▶ **WORKING DATA**

======

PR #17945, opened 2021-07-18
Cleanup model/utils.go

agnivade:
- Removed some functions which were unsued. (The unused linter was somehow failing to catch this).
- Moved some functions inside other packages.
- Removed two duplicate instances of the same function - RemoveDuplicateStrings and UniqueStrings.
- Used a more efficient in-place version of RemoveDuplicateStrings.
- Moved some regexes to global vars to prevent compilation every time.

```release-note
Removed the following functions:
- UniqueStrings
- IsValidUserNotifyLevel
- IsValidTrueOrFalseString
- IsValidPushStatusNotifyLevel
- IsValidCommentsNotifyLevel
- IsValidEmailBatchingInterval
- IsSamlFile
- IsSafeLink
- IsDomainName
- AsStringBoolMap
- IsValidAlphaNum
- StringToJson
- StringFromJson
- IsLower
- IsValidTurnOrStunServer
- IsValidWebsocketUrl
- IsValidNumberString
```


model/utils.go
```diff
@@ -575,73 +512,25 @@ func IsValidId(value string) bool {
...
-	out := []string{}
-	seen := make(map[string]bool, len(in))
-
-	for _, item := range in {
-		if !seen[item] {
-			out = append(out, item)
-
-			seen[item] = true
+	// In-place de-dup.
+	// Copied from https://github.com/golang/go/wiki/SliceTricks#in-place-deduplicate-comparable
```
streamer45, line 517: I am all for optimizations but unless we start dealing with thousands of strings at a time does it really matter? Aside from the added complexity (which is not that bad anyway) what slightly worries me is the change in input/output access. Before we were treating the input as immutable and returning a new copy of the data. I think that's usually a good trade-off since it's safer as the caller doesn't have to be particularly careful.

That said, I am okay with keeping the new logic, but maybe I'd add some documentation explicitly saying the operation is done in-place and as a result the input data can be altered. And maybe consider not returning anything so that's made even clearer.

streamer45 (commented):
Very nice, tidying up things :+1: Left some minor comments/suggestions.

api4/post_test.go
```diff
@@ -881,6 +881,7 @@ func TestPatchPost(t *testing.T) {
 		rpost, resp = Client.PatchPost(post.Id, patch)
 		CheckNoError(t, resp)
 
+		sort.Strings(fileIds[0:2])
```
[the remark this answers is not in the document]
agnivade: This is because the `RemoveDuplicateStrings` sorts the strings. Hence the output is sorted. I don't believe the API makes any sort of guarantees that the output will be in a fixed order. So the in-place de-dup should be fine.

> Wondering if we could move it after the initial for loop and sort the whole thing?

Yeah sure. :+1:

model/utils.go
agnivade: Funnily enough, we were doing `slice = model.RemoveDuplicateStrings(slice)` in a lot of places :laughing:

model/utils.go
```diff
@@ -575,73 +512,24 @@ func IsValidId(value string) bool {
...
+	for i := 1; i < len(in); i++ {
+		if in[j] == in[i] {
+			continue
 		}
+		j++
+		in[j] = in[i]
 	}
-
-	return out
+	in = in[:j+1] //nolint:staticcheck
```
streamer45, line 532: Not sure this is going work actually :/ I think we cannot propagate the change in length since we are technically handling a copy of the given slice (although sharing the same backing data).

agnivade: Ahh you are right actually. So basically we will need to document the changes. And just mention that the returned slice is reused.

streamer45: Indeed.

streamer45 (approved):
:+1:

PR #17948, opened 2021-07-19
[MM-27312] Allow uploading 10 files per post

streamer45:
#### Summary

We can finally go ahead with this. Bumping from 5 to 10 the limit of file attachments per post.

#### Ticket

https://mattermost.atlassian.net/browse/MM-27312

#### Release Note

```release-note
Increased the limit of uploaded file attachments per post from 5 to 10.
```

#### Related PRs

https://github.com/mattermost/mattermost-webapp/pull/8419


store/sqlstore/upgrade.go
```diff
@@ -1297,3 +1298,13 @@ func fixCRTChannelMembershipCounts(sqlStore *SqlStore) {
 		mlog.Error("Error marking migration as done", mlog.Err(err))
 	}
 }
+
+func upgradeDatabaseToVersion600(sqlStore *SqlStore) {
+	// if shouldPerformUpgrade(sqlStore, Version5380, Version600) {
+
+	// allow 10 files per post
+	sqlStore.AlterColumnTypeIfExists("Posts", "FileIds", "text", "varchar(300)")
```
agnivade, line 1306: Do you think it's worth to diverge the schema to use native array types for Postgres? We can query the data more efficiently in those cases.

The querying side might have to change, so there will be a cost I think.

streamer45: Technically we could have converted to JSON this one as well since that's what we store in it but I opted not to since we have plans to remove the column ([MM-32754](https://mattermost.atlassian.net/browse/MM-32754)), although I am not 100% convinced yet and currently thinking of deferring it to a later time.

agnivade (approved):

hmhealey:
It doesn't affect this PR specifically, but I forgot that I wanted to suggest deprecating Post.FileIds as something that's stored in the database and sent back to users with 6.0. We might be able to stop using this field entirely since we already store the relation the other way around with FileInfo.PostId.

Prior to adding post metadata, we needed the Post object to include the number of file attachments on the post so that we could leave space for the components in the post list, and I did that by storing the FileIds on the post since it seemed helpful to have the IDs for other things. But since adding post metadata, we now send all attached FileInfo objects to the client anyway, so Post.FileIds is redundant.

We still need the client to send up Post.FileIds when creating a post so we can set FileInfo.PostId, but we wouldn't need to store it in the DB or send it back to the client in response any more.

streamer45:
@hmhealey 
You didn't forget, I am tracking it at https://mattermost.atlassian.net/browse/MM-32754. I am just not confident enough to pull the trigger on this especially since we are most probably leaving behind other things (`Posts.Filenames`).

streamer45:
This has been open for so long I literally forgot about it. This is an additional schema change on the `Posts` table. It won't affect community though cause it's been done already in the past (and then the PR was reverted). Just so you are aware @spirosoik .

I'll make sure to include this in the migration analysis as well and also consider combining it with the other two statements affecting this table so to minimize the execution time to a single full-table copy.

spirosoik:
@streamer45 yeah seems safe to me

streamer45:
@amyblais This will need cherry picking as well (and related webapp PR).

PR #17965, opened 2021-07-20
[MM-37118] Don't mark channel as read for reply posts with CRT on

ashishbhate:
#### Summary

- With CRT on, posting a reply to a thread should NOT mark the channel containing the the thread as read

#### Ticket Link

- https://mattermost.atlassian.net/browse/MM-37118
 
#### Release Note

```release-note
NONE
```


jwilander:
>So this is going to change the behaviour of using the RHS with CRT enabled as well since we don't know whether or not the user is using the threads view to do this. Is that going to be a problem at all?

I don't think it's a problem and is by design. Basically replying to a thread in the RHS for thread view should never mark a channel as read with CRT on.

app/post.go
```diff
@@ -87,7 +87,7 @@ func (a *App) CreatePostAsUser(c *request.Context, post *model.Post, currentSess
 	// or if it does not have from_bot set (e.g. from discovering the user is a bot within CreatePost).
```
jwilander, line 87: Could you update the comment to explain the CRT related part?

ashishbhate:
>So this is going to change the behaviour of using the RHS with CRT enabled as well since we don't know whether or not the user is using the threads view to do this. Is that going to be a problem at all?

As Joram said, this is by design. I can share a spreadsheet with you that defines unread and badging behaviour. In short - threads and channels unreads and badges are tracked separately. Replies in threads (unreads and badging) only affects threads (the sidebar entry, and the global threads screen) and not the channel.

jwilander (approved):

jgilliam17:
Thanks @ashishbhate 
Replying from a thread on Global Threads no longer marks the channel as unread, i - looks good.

======

▶ **TASK OBJECTIVE**
The data is to be given again in full, with every line exact.

▶ **WRITTEN SOLUTION**
PR #17945, opened 2021-07-18
Cleanup model/utils.go

agnivade:
- Removed some functions which were unsued. (The unused linter was somehow failing to catch this).
- Moved some functions inside other packages.
- Removed two duplicate instances of the same function - RemoveDuplicateStrings and UniqueStrings.
- Used a more efficient in-place version of RemoveDuplicateStrings.
- Moved some regexes to global vars to prevent compilation every time.

```release-note
Removed the following functions:
- UniqueStrings
- IsValidUserNotifyLevel
- IsValidTrueOrFalseString
- IsValidPushStatusNotifyLevel
- IsValidCommentsNotifyLevel
- IsValidEmailBatchingInterval
- IsSamlFile
- IsSafeLink
- IsDomainName
- AsStringBoolMap
- IsValidAlphaNum
- StringToJson
- StringFromJson
- IsLower
- IsValidTurnOrStunServer
- IsValidWebsocketUrl
- IsValidNumberString
```


model/utils.go
```diff
@@ -575,73 +512,25 @@ func IsValidId(value string) bool {
...
-	out := []string{}
-	seen := make(map[string]bool, len(in))
-
-	for _, item := range in {
-		if !seen[item] {
-			out = append(out, item)
-
-			seen[item] = true
+	// In-place de-dup.
+	// Copied from https://github.com/golang/go/wiki/SliceTricks#in-place-deduplicate-comparable
```
streamer45, line 517: I am all for optimizations but unless we start dealing with thousands of strings at a time does it really matter? Aside from the added complexity (which is not that bad anyway) what slightly worries me is the change in input/output access. Before we were treating the input as immutable and returning a new copy of the data. I think that's usually a good trade-off since it's safer as the caller doesn't have to be particularly careful.

That said, I am okay with keeping the new logic, but maybe I'd add some documentation explicitly saying the operation is done in-place and as a result the input data can be altered. And maybe consider not returning anything so that's made even clearer.

streamer45 (commented):
Very nice, tidying up things :+1: Left some minor comments/suggestions.

api4/post_test.go
```diff
@@ -881,6 +881,7 @@ func TestPatchPost(t *testing.T) {
 		rpost, resp = Client.PatchPost(post.Id, patch)
 		CheckNoError(t, resp)
 
+		sort.Strings(fileIds[0:2])
```
[the remark this answers is not in the document]
agnivade: This is because the `RemoveDuplicateStrings` sorts the strings. Hence the output is sorted. I don't believe the API makes any sort of guarantees that the output will be in a fixed order. So the in-place de-dup should be fine.

> Wondering if we could move it after the initial for loop and sort the whole thing?

Yeah sure. :+1:

model/utils.go
agnivade: Funnily enough, we were doing `slice = model.RemoveDuplicateStrings(slice)` in a lot of places :laughing:

model/utils.go
```diff
@@ -575,73 +512,24 @@ func IsValidId(value string) bool {
...
+	for i := 1; i < len(in); i++ {
+		if in[j] == in[i] {
+			continue
 		}
+		j++
+		in[j] = in[i]
 	}
-
-	return out
+	in = in[:j+1] //nolint:staticcheck
```
streamer45, line 532: Not sure this is going work actually :/ I think we cannot propagate the change in length since we are technically handling a copy of the given slice (although sharing the same backing data).

agnivade: Ahh you are right actually. So basically we will need to document the changes. And just mention that the returned slice is reused.

streamer45: Indeed.

streamer45 (approved):
:+1:

PR #17948, opened 2021-07-19
[MM-27312] Allow uploading 10 files per post

streamer45:
#### Summary

We can finally go ahead with this. Bumping from 5 to 10 the limit of file attachments per post.

#### Ticket

https://mattermost.atlassian.net/browse/MM-27312

#### Release Note

```release-note
Increased the limit of uploaded file attachments per post from 5 to 10.
```

#### Related PRs

https://github.com/mattermost/mattermost-webapp/pull/8419


store/sqlstore/upgrade.go
```diff
@@ -1297,3 +1298,13 @@ func fixCRTChannelMembershipCounts(sqlStore *SqlStore) {
 		mlog.Error("Error marking migration as done", mlog.Err(err))
 	}
 }
+
+func upgradeDatabaseToVersion600(sqlStore *SqlStore) {
+	// if shouldPerformUpgrade(sqlStore, Version5380, Version600) {
+
+	// allow 10 files per post
+	sqlStore.AlterColumnTypeIfExists("Posts", "FileIds", "text", "varchar(300)")
```
agnivade, line 1306: Do you think it's worth to diverge the schema to use native array types for Postgres? We can query the data more efficiently in those cases.

The querying side might have to change, so there will be a cost I think.

streamer45: Technically we could have converted to JSON this one as well since that's what we store in it but I opted not to since we have plans to remove the column ([MM-32754](https://mattermost.atlassian.net/browse/MM-32754)), although I am not 100% convinced yet and currently thinking of deferring it to a later time.

agnivade (approved):

hmhealey:
It doesn't affect this PR specifically, but I forgot that I wanted to suggest deprecating Post.FileIds as something that's stored in the database and sent back to users with 6.0. We might be able to stop using this field entirely since we already store the relation the other way around with FileInfo.PostId.

Prior to adding post metadata, we needed the Post object to include the number of file attachments on the post so that we could leave space for the components in the post list, and I did that by storing the FileIds on the post since it seemed helpful to have the IDs for other things. But since adding post metadata, we now send all attached FileInfo objects to the client anyway, so Post.FileIds is redundant.

We still need the client to send up Post.FileIds when creating a post so we can set FileInfo.PostId, but we wouldn't need to store it in the DB or send it back to the client in response any more.

streamer45:
@hmhealey 
You didn't forget, I am tracking it at https://mattermost.atlassian.net/browse/MM-32754. I am just not confident enough to pull the trigger on this especially since we are most probably leaving behind other things (`Posts.Filenames`).

streamer45:
This has been open for so long I literally forgot about it. This is an additional schema change on the `Posts` table. It won't affect community though cause it's been done already in the past (and then the PR was reverted). Just so you are aware @spirosoik .

I'll make sure to include this in the migration analysis as well and also consider combining it with the other two statements affecting this table so to minimize the execution time to a single full-table copy.

spirosoik:
@streamer45 yeah seems safe to me

streamer45:
@amyblais This will need cherry picking as well (and related webapp PR).

PR #17965, opened 2021-07-20
[MM-37118] Don't mark channel as read for reply posts with CRT on

ashishbhate:
#### Summary

- With CRT on, posting a reply to a thread should NOT mark the channel containing the the thread as read

#### Ticket Link

- https://mattermost.atlassian.net/browse/MM-37118
 
#### Release Note

```release-note
NONE
```


jwilander:
>So this is going to change the behaviour of using the RHS with CRT enabled as well since we don't know whether or not the user is using the threads view to do this. Is that going to be a problem at all?

I don't think it's a problem and is by design. Basically replying to a thread in the RHS for thread view should never mark a channel as read with CRT on.

app/post.go
```diff
@@ -87,7 +87,7 @@ func (a *App) CreatePostAsUser(c *request.Context, post *model.Post, currentSess
 	// or if it does not have from_bot set (e.g. from discovering the user is a bot within CreatePost).
```
jwilander, line 87: Could you update the comment to explain the CRT related part?

ashishbhate:
>So this is going to change the behaviour of using the RHS with CRT enabled as well since we don't know whether or not the user is using the threads view to do this. Is that going to be a problem at all?

As Joram said, this is by design. I can share a spreadsheet with you that defines unread and badging behaviour. In short - threads and channels unreads and badges are tracked separately. Replies in threads (unreads and badging) only affects threads (the sidebar entry, and the global threads screen) and not the channel.

jwilander (approved):

jgilliam17:
Thanks @ashishbhate 
Replying from a thread on Global Threads no longer marks the channel as unread, i - looks good.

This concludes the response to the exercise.